PR #14817, opened 2020-07-21
check datatype for localizedTime cakephp#14800

### LINKED ISSUE #14800: Validation cannot validate invalid datetime
This is a (multiple allowed):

* _WHAT YOU WILL DO_
All of the data above needs to be set down again exactly. Include every line.

* _ANSWER TO THE EXERCISE_
PR #14817, opened 2020-07-21
check datatype for localizedTime cakephp#14800

### LINKED ISSUE #14800: Validation cannot validate invalid datetime
This is a (multiple allowed):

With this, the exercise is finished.